Key Takeaways:
- The PTO will be applying traditional principles of inventorship to determine if a natural person is an inventor.
- Practitioners will need to discuss these tenets with inventors so that they understand the parameters for using artificial intelligence (AI) as part of the invention process.
On February 13, 2024, the USPTO (PTO) published its guidance for
inventions made with the assistance of artificial intelligence
(AI). The PTO published the guidance in response to the directive
it received in the Executive Order on the Safe, Secure, and
Trustworthy Development and Use of Artificial Intelligence issued
October 20, 2023.
The PTO clarifies how AI-assisted inventions should be classified.
It acknowledges recent case authority from the Federal Circuit
in Thaler v. Vidal, 43 F.4th 1207 (Fed. Cir. 2022),
which held only natural persons can be inventors. The PTO in this
guidance details how to address patentability and inventorship when
AI has a role in creating an invention.
The Office advises that AI-assisted inventions are not
categorically unpatentable, as long as one or more natural persons
“significantly contributed” to the invention, referring
to the factors in Pannu v. Iolab Corp., 155 F.3d 1344
(Fed. Cir. 1998). The Pannu factors include
whether the inventor: (1) contributed in some significant manner to
the conception or reduction to practice of the invention;
(2) made a contribution to the claimed invention that is not
insignificant in quality, when that contribution is measured
against the dimension of the full invention; and (3) did more than
merely explain to the real inventors well-known concepts and/or the
current state of the art.
The Office acknowledges that no bright-line test exists for
determining the significance of an inventor's contributions,
but it provided the following guidance to consider when applying
the Pannu factors with respect to AI-assisted
inventions. In doing so, the Office drew from Federal Circuit
inventorship jurisprudence and applied tenets from those cases to
the AI setting (we broke down the tenets provided by the PTO
further for clarity):
- Using an AI system in creating an invention does not, on its own, negate the user's contributions as an inventor.

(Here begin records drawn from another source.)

Issue #982, opened 2020-07-10
Replace underscores with hyphens in all CLI subcommands/options


jleveque:
The idea is to unify all SONiC CLI subcommands to use hyphens as separators instead of underscores to align more with the Linux standard. This will require a period of transition where we support both formats to allow users to migrate to using the hypenated versions, so we will need to temporarily create aliases for all affected commands so that both the hyphenated and underscore version work. Then we can set a date to deprecate the versions with underscores.

jleveque:
PR to replace underscores with hyphens in sonic-installer: https://github.com/Azure/sonic-utilities/pull/983

PR #983, opened 2020-07-11
[sonic-installer] Hyphens instead of underscores in command and subcommands

jleveque:
Replace underscores with hyphens in all sonic-installer subcommands as well as the root command itself.

- Install two entry points for sonic-installer: `sonic-installer` and `sonic_installer`. This allows for backward compatibility and time for users to transition from using the underscore versions to the hyphenated versions.

- Replace underscores with hyphens in the following subcommands:
    ```
    set-default
    set-next-boot
    binary-version
    upgrade-docker
    rollback-docker
    ```

    - Also add aliases from the underscore versions of these subcommnds to the new hyphenated subcommands to allow for backward compatibility and time for users to transition from using the underscore versions to the hyphenated versions.

- Print deprecation warnings to stderr if issued command line contains any deprecated versions with underscores

- Bonus: Addition of the AliasedGroup base class also adds support for abbreviated subcommands

- Fixed some style issues which did not align with PEP8 standards

- Eliminate duplicate code by adding DOCKER_CONTAINER_LIST; Remove unknown 'amon' container from the list

This is work towards resolving issue https://github.com/Azure/sonic-utilities/issues/982. We can set a deprecation date for the underscore versions of the commands, and when that date arrives, we can simply delete all aliases and deprecation warnings.

### DIFF
--- a/setup.py
+++ b/setup.py
@@ -135,7 +135,8 @@ setup(
             'pddf_ledutil = pddf_ledutil.main:cli',
             'show = show.main:cli',
             'sonic-clear = clear.main:cli',
-            'sonic_installer = sonic_installer.main:cli',
+            'sonic-installer = sonic_installer.main:sonic_installer',
+            'sonic_installer = sonic_installer.main:sonic_installer',
             'undebug = undebug.main:cli',
             'watchdogutil = watchdogutil.main:watchdogutil',
         ]
--- a/setup.py
+++ b/setup.py
@@ -136,7 +136,7 @@ setup(
             'show = show.main:cli',
             'sonic-clear = clear.main:cli',
             'sonic-installer = sonic_installer.main:sonic_installer',
-            'sonic_installer = sonic_installer.main:sonic_installer',
+            'sonic_installer = sonic_installer.main:sonic_installer',  # Deprecated
             'undebug = undebug.main:cli',
             'watchdogutil = watchdogutil.main:watchdogutil',
         ]
--- a/sonic_installer/main.py
+++ b/sonic_installer/main.py
@@ -12,6 +12,50 @@ from swsssdk import SonicV2Connector
 from .bootloader import get_bootloader
 from .common import run_command
 
+
+# Global Config object
+_config = None
+
+
+class AliasedGroup(click.Group):
+    """This subclass of click.Group supports abbreviations and
+       looking up aliases in a config file with a bit of magic.
+    """
+
+    def get_command(self, ctx, cmd_name):
+        global _config
+
+        # If we haven't instantiated our global config, do it now and load current config
+        if _config is None:
+            _config = Config()
+
+            # Load our config file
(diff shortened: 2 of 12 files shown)


setup.py
```diff
@@ -135,7 +135,8 @@
             'pddf_ledutil = pddf_ledutil.main:cli',
             'show = show.main:cli',
             'sonic-clear = clear.main:cli',
-            'sonic_installer = sonic_installer.main:cli',
+            'sonic-installer = sonic_installer.main:sonic_installer',
+            'sonic_installer = sonic_installer.main:sonic_installer',
```
qiluo-msft, line 139: How about adding a depreciation warning error message to stderr if the underscore binary is called?

jleveque: Great idea! I added a deprecation warning in the latest commit for the root command, but I think it would also be good to do it for the subcommands, as well.

jleveque:
Retest this please

jleveque:
Retest this please

jleveque:
Retest this please

jleveque:
Retest this please

sonic_installer/main.py
```diff
@@ -111,36 +185,44 @@ def get_container_image_id_all(image_name):
...
+@click.group(cls=AliasedGroup)
+def sonic_installer():
     """ SONiC image installation manager """
     if os.geteuid() != 0:
         exit("Root privileges required for this operation")
 
+    # Warn the user if they are calling the deprecated version of the command (with an underscore instead of a hyphen)
+    if os.path.basename(sys.argv[0]) == "sonic_installer":
+        click.secho("Warning: 'sonic_installer' command is deprecated and will be removed in the future", fg="red", err=True)
+        click.secho("Please use 'sonic-installer' instead", fg="red", err=True)
```
qiluo-msft, line 215: Extracted as a function and reuse.

jleveque: Done.

sonic_installer/main.py
```diff
@@ -111,36 +185,50 @@ def get_container_image_id_all(image_name):
...
     db = SonicV2Connector()
     db.connect(db_name, False)
     _hash = table_name + db.get_db_separator(db_name) + warm_app_name
     client = db.get_redis_client(db_name)
-    return  client.hdel(_hash, key)
+    return client.hdel(_hash, key)
+
+
+def print_deprecation_warning(deprecated_cmd_or_subcmd, new_cmd_or_subcmd):
+    click.secho("Warning: '{}' {}command is deprecated and will be removed in the future"
```
qiluo-msft, line 206: >{} [](start = 31, length = 2)

extra pair?

qiluo-msft: Oh, I see it.

---
In reply to: [453998034](https://github.com/Azure/sonic-utilities/pull/983#discussion_r453998034) [](ancestors = 453998034)

jleveque: No. It's intentional.

jleveque:
Retest this please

- Recognizing a problem or having a general goal or research plan to pursue alone does not rise to the level of conception.

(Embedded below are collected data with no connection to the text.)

PR #985, opened 2020-07-12
Use /var/tmp instead of /tmp for sonic_installer and generate_dump

olivier-singla:
sonic_installer and generate_dump utilities use currently /tmp directory
to store temporary files. Since the amount of data stored can be rather
large (especially in the case of the sonic_installer), we are switching to
use /var/tmp  instead.

We are doing these changes in anticipation that at some point /tmp will being
mounted over TMPFS

/tmp is typically mounted on TMPFS, which means it's fast and does not produce
wear on SSD or Hard-Drive. /var/tmp is mounted on the rootfs partition,
therefore not in the TMPFS partition.

We also noticed that both sonic_installer and generate_dump produce temporary
files which are not deleted once thse programes are done. We are then making
changes to peform a clean-up and remove the temporary files not needed anymore.

# Please enter the commit message for your changes. Lines starting
# with '#' will be ignored, and an empty message aborts the commit.
#
# Date:      Sat Jul 11 19:58:59 2020 -0400
#
# On branch var_tmp
# Changes to be committed:
#	modified:   scripts/generate_dump
#	modified:   sonic_installer/bootloader/aboot.py
#	modified:   sonic_installer/bootloader/grub.py
#	modified:   sonic_installer/bootloader/onie.py
#	modified:   sonic_installer/bootloader/uboot.py
#	modified:   sonic_installer/common.py
#	modified:   sonic_installer/main.py
#

**- What I did**

**- How I did it**

**- How to verify it**


jleveque:
>We are doing these changes in anticipation that at some point /tmp will being
mounted over TMPFS

>/tmp is typically mounted on TMPFS, which means it's fast and does not produce
wear on SSD or Hard-Drive. /var/tmp is mounted on the rootfs partition,
therefore not in the TMPFS partition.

I'm not clear on what the benefit of this PR is. I can see benefit in cleaning up the temporary files once the applications are done with them, but why change the location to /var/tmp? As you mentioned if /tmp is eventually mounted in tmpfs, there will be less wear and tear on the hard disk, so I believe tmpfs is actually the better solution here. Plus, on devices with small hard disks, it will be beneficial, if not critical, to keep temporary files off the hard disk.

olivier-singla:
> > We are doing these changes in anticipation that at some point /tmp will being
> > mounted over TMPFS
> 
> > /tmp is typically mounted on TMPFS, which means it's fast and does not produce
> > wear on SSD or Hard-Drive. /var/tmp is mounted on the rootfs partition,
> > therefore not in the TMPFS partition.
> 
> I'm not clear on what the benefit of this PR is. I can see benefit in cleaning up the temporary files once the applications are done with them, but why change the location to /var/tmp? As you mentioned if /tmp is eventually mounted in tmpfs, there will be less wear and tear on the hard disk, so I believe tmpfs is actually the better solution here. Plus, on devices with small hard disks, it will be beneficial, if not critical, to keep temporary files off the hard disk, thus keeping the location as /tmp and mounting /tmp as tmpfs should be the ultimate goal.

The idea to use /var/tmp was to minimize the impact of moving /tmp to tmpfs, and have the two utilities, sonic_installer and generate_dump, to perform as currently (/tmp over SSD or HD). This said, I can revert to use /tmp instead of using /var/tmp

rajendra-dendukuri:
> > We are doing these changes in anticipation that at some point /tmp will being
> > mounted over TMPFS
> 
> > /tmp is typically mounted on TMPFS, which means it's fast and does not produce
> > wear on SSD or Hard-Drive. /var/tmp is mounted on the rootfs partition,
> > therefore not in the TMPFS partition.
> 
> I'm not clear on what the benefit of this PR is. I can see benefit in cleaning up the temporary files once the applications are done with them, but why change the location to /var/tmp? As you mentioned if /tmp is eventually mounted in tmpfs, there will be less wear and tear on the hard disk, so I believe tmpfs is actually the better solution here. Plus, on devices with small hard disks, it will be beneficial, if not critical, to keep temporary files off the hard disk, thus keeping the location as /tmp and mounting /tmp as tmpfs should be the ultimate goal.

It is typical to have systems with larger hard disks relative to the RAM they have.  For certain applications like sonic_installer, we need to store the temporary file in persistent storage while we extract it. If we keep the temporary file in RAM and then extract it, we will need more free space in RAM. So it is ideal that large temporary files be stored on disk and manageable sized files can go in /tmp which is proposed to be changed to a tmpfs. That is the reason for changing sonic_installer to /var/tmp.

jleveque:
> It is typical to have systems with larger hard disks relative to the RAM they have.

Typically, yes. However, there are a handful of SONiC-supported platforms where the RAM is 4 GB and the SDD is also 4 GB or even smaller (e.g., 2 GB). These platforms would actually be harmed by this change rather than helped.

I'd like @lguohan's to provide his opinion here, as well.

rajendra-dendukuri:
> > It is typical to have systems with larger hard disks relative to the RAM they have.
> 
> Typically, yes. However, there are a handful of SONiC-supported platforms where the RAM is 4 GB and the SDD is also 4 GB or even smaller (e.g., 2 GB). These platforms would actually be harmed by this change rather than helped.

No *new* harm will be done due this PR. The switches were already using /tmp which is currently mounted on disk. We are just moving it to /var/tmp which is also on disk. Essentially it is a no-op.

olivier-singla:
> I'd like @lguohan's to provide his opinion here, as well.

I was wondering, did you had a chance to review this change?

rajendra-dendukuri:
@lguohan can you please review this change.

- Presenting a problem to an AI system and identifying an invention from the output of the AI system does not constitute inventorship.

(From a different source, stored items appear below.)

PR #986, opened 2020-07-13
 Fix the None Type Exception when Interface Table does not exist (cold boot) as part of db migration

abdosi:
Fix the None Type Exception when Interface Table does not exist (cold boot) as part of db migration
Because of this exception database service does not come up.

After fix all docker and services cam up fine.


prsunny:
retest this please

- Constructing a prompt in view of a specific problem to elicit a particular solution from the AI system may demonstrate significant contribution.
- Reducing an invention to practice alone is not a significant contribution that rises to the level of inventorship.
- A person who takes the output of an AI system and makes a significant contribution to the output to create an invention may be a proper inventor.
- Conducting a successful experiment using the AI system's output could demonstrate significant contribution to the invention even if the person conducting the experiment is unable to establish conception until the invention has been reduced to practice.
- Developing an essential building block from which the claimed invention is derived may be a significant contribution to the conception of the claimed invention. This is true even though the person developing the building block was not present for or a participant in each activity that led to the conception of the claimed invention.
- A person who designs, builds, or trains an AI system in view of a specific problem to elicit a particular solution could be an inventor, where the designing, building, or training of the AI system is a significant contribution to the invention created with the AI system.
- A person who owns or oversees an AI system that is used to create an invention, without providing a significant contribution to the conception of the invention, is not an inventor.
We expect that the guidance will provide a useful framework for
inventors and patent attorneys to determine inventorship in
AI-assisted inventions.
The USPTO is seeking public comments on this inventorship guidance
and the accompanying examples, and it may issue further guidance or
modifications based on the feedback and judicial developments. The
USPTO also plans to address other issues at the intersection of AI
and IP in the future.
The content of this article is intended to provide a general guide to the subject matter. Specialist advice should be sought about your specific circumstances.